Exercise objective
Print out the data below with every line intact.
── Data under study
PR #1670, opened 2026-04-17
facts.server: add AuthorizedKeys, make user_authorized_keys idempotent

wowi42:
Adds a `server.AuthorizedKeys` fact and refactors the `server.user_authorized_keys` operation to drive idempotency from that single fact lookup instead of one `FindInFile` round-trip per key.

### `server.AuthorizedKeys` (fact)

Reads a user's `~/.ssh/authorized_keys` (or a custom `path`) and returns the list of key strings with comments and blank lines stripped; tilde expansion resolves the home directory so there is no extra fact call for `Home`. Order is preserved.

```python
host.get_fact(AuthorizedKeys, user="alice")
# ["ssh-ed25519 AAAAC3Nz... user@host",
#  "ssh-rsa AAAAB3Nz... other@host"]

host.get_fact(AuthorizedKeys, user="alice", path="/etc/ssh/keys/alice")
```

Command: `cat ~<user>/.ssh/authorized_keys 2>/dev/null || true`, or `cat <path> ...` when `path` is given. Missing files resolve to an empty list. Verified live against Arch (`util-linux`) and FreeBSD.

### `server.user_authorized_keys` (refactor)

Previously: one `files.line` per requested key, which internally issued one `FindInFile` fact call per key. For a user with many keys, that dominated runtime.

Now: a single `AuthorizedKeys` call feeds the decision.

- `delete_keys=True`
  - **match**: file already lists exactly the requested keys in order, so the operation only ensures owner/mode via `files.file` (noop for content).
  - **mismatch**: rewrites through `files.put` exactly as before.
- Default mode (`delete_keys=False`)
  - `files.file` ensures the `authorized_keys` file with the right owner/mode.
  - `files.line` is only emitted for keys that the fact says are missing; keys already present are a noop.

### Tests

- Facts: `tests/facts/server.AuthorizedKeys/` covers the default-path tilde-expansion case and a custom-path empty-file case.
- Operation: `tests/operations/server.user_authorized_keys/` covers all-present noop, append-missing-only, `delete_keys=True` match noop, and `delete_keys=True` mismatch rewrite.
- Existing `server.user` key fixtures extended with the new `server.AuthorizedKeys` fact stub (behaviour unchanged).

Full suite passes (1551 tests), lint clean.

### DIFF
--- a/src/pyinfra/facts/server.py
+++ b/src/pyinfra/facts/server.py
@@ -810,6 +810,39 @@ class Users(FactBase):
         return users
 
 
+class AuthorizedKeys(FactBase[List[str]]):
+    """
+    Returns the SSH public keys listed in a user's ``~/.ssh/authorized_keys`` file as a
+    list of full key strings. Empty lines and lines starting with ``#`` are skipped; the
+    file's order is preserved.
+
+    .. code:: python
+
+        [
+            "ssh-ed25519 AAAAC3Nz... user@host",
+            "ssh-rsa AAAAB3Nz... other@host",
+        ]
+    """
+
+    default = list
+
+    @override
+    def command(self, user: str, path: Optional[str] = None) -> str:
+        # Tilde expansion resolves the user's home without another fact round-trip.
+        target = path if path is not None else "~{0}/.ssh/authorized_keys".format(user)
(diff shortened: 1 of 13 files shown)


Fizzadar (approved):
Looks good to me!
────
Result for this exercise
PR #1670, opened 2026-04-17
facts.server: add AuthorizedKeys, make user_authorized_keys idempotent

wowi42:
Adds a `server.AuthorizedKeys` fact and refactors the `server.user_authorized_keys` operation to drive idempotency from that single fact lookup instead of one `FindInFile` round-trip per key.

### `server.AuthorizedKeys` (fact)

Reads a user's `~/.ssh/authorized_keys` (or a custom `path`) and returns the list of key strings with comments and blank lines stripped; tilde expansion resolves the home directory so there is no extra fact call for `Home`. Order is preserved.

```python
host.get_fact(AuthorizedKeys, user="alice")
# ["ssh-ed25519 AAAAC3Nz... user@host",
#  "ssh-rsa AAAAB3Nz... other@host"]

host.get_fact(AuthorizedKeys, user="alice", path="/etc/ssh/keys/alice")
```

Command: `cat ~<user>/.ssh/authorized_keys 2>/dev/null || true`, or `cat <path> ...` when `path` is given. Missing files resolve to an empty list. Verified live against Arch (`util-linux`) and FreeBSD.

### `server.user_authorized_keys` (refactor)

Previously: one `files.line` per requested key, which internally issued one `FindInFile` fact call per key. For a user with many keys, that dominated runtime.

Now: a single `AuthorizedKeys` call feeds the decision.

- `delete_keys=True`
  - **match**: file already lists exactly the requested keys in order, so the operation only ensures owner/mode via `files.file` (noop for content).
  - **mismatch**: rewrites through `files.put` exactly as before.
- Default mode (`delete_keys=False`)
  - `files.file` ensures the `authorized_keys` file with the right owner/mode.
  - `files.line` is only emitted for keys that the fact says are missing; keys already present are a noop.

### Tests

- Facts: `tests/facts/server.AuthorizedKeys/` covers the default-path tilde-expansion case and a custom-path empty-file case.
- Operation: `tests/operations/server.user_authorized_keys/` covers all-present noop, append-missing-only, `delete_keys=True` match noop, and `delete_keys=True` mismatch rewrite.
- Existing `server.user` key fixtures extended with the new `server.AuthorizedKeys` fact stub (behaviour unchanged).

Full suite passes (1551 tests), lint clean.

### DIFF
--- a/src/pyinfra/facts/server.py
+++ b/src/pyinfra/facts/server.py
@@ -810,6 +810,39 @@ class Users(FactBase):
         return users
 
 
+class AuthorizedKeys(FactBase[List[str]]):
+    """
+    Returns the SSH public keys listed in a user's ``~/.ssh/authorized_keys`` file as a
+    list of full key strings. Empty lines and lines starting with ``#`` are skipped; the
+    file's order is preserved.
+
+    .. code:: python
+
+        [
+            "ssh-ed25519 AAAAC3Nz... user@host",
+            "ssh-rsa AAAAB3Nz... other@host",
+        ]
+    """
+
+    default = list
+
+    @override
+    def command(self, user: str, path: Optional[str] = None) -> str:
+        # Tilde expansion resolves the user's home without another fact round-trip.
+        target = path if path is not None else "~{0}/.ssh/authorized_keys".format(user)
(diff shortened: 1 of 13 files shown)


Fizzadar (approved):
Looks good to me!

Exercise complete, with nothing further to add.